Figure 5. Effects of REGN1979 on circulating B cells and on cytokine levels in cynomolgus monkeys.

(a) Cynomolgus monkeys were injected with a single dose of REGN1979 (1 mg/kg), and levels of peripheral B and T cells were examined by flow cytometry. Treatment with REGN1979 resulted in complete depletion of measurable circulating B cells for at least 60 days post dose, and a transient loss of circulating T cells. (b) Cytokine levels were measured at the indicated time post dose. Compared to pre-dose levels, treatment with REGN1979 resulted in transient increase in all measured cytokines, which returned to base line levels by T = 24 hours. (c) Levels of REGN1979 in circulation are shown for the three animals in the cohort (I06879, I06880, I06881).
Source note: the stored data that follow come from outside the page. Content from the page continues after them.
PR #425, opened 2017-06-18
FamilyGroup Report crash

bpisoj:
PyICU Collator.getCollationKey(string).getByteArray()
return bytes

Fixes: #10077

### DIFF
--- a/gramps/gen/utils/grampslocale.py
+++ b/gramps/gen/utils/grampslocale.py
@@ -33,6 +33,7 @@ import codecs
 import locale
 import collections
 import logging
+from binascii import hexlify
 
 LOG = logging.getLogger("." + __name__)
 LOG.propagate = True
@@ -921,8 +922,8 @@ class GrampsLocale:
 
         if HAVE_ICU and self.collator:
             # ICU can digest strings and unicode
-            # Use hex() as a fix for bug #10077
-            return self.collator.getCollationKey(string).getByteArray().hex()
+            # Use hexlify() as to make a consistent string, fixing bug #10077
+            return hexlify(self.collator.getCollationKey(string)).decode()
         else:
             if isinstance(string, bytes):
                 string = string.decode("utf-8", "replace")
--- a/gramps/gen/utils/grampslocale.py
+++ b/gramps/gen/utils/grampslocale.py
@@ -923,7 +923,7 @@ class GrampsLocale:
         if HAVE_ICU and self.collator:
             # ICU can digest strings and unicode
             # Use hexlify() as to make a consistent string, fixing bug #10077
-            return hexlify(self.collator.getCollationKey(string)).decode()
+            return hexlify(self.collator.getCollationKey(string).getByteArray()).decode()
         else:
             if isinstance(string, bytes):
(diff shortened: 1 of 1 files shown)


bpisoj:
O.K.
But i leave few comments there also

PQYPLZXHGF:
Yet travis-ci shows this fails for all the test!

jralls:
Well *I* like it, but Travis-CI doesn't: "AttributeError: 'bytes' object has no attribute 'hex'"
Looks like bytes.hex was introduced in Py3.5. The old way appears to be
``` python
from binascii import hexlify
hexlify(self.collator.getCollationKey(string)).decode()
```
Nowhere near as pretty, but I don't suppose that we want to require Py3.5+ just yet.

Paul-Franklin:
@jralls So why not push those changes, just like Nick pushed
his changes to Josip's original code?  Then see what Travis says...

jralls:
@Paul-Franklin: Because this is @bpisoj's PR andthe actual code is in his github account.

Paul-Franklin:
ISTM that Travis failed:

TypeError: 'icu.CollationKey' does not support the buffer interface

jralls:
That's better. @Nick-Hall: is it safe to push the "Squash and merge" button? I trust it will let me put back @bpisoj's original commit message...

prculley:
@jralls I was curious myself on what 'Squash & Merge' did, so I performed an experiment.  The button brings up a confirm dialog with an edit box for the commit message.  I tried it against my personal copy of the Gramps master repo to see what would happen.  Looks like you would expect.  However, if the commit list includes other, non-related changes, perhaps due to something the PR writer did, it might be wiser to download a copy of the PR and do the appropriate interactive rebase locally before pushing back to the Gramps repo anyway.
 ' github

Nick-Hall:
@prculley Yes, squash and merge does exactly that.  It will squash the three commits in the "commit" tab into the first one.  This is probably the most useful action for simple pull requests.

@jralls In this case, I force pushed my commit to replace @bpisoj 's original commit.  I suggest you create a local branch with a single commit.  Make sure you put "Fixes #10077" in the commit message.  Then force push it to josip's branch before you merge and push it back to the repository manually.  GitHub will automatically mark the PR as merged because the commit hashes will match.  Mantis should assign the bug to you and change the status to resolved.

jralls:
@Nick-Hall if squash and merge does the right thing then why not use it?

Nick-Hall:
@jralls Squash and merge would almost work, but I would be the author and my comment about hex() would be in the commit message.

jralls:
Ah, there's no way to edit the commit message? That's no good then.

jralls:
Rebased, merged, and pushed.

If we're going to do a 4.2.6 then I should backport it as well. Will we?

Nick-Hall:
Actually you do get a chance to edit the commit message.  See step 4 in the [Merging a pull request](https://help.github.com/articles/merging-a-pull-request/#merging-a-pull-request-on-github) help.  The author cannot be changed though.

I think we should release a 4.2.6, so a backport would be useful.

jralls:
OK, backport pushed.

LLoQ represents the lower limit of quantification for the assay.

Figure 6. Depth of killing of B cells in peripheral lymphoid tissues of cynomolgus monkeys treated with REGN1979.

Cynomolgus monkeys were dosed with the indicated amounts of REGN1979 or rituximab, and levels of circulating B and T cells were analyzed by FACS (a). Seven days post dose the animals were sacrificed, and levels of B cells in the peripheral lymphoid tissues were examined by tissue FACS as described in Methods (b).

Figure 7. Depth of killing of B cells in peripheral lymphoid tissues of cynomolgus monkeys treated with REGN1979, immunohistochemical analysis.

Seven days post dose with the indicated amounts of REGN1979 or rituximab, the animals were sacrificed, and the indicated peripheral lymphoid tissues were stained with anti-CD20 antibodies. Similar results were obtained with antibodies against the B cell markers, CD19 and CD79a (data not shown). Spl, spleen; MsLN, mesenteric lymph nodes; Thy, thymus.